Task prompt
Once you have checked each line below for the word "constant", give the number of lines that have it and nothing further.

Stored items
PR #718, opened 2025-05-19
Remove unused rtctest constant

meeq:
Resolves a warning when building examples


meeq:
The RTC subsystem no longer has persistence checks (because it now supports all known RTC implementations), so this constant was just a leftover from an obsolete codepath.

Response to this exercise
2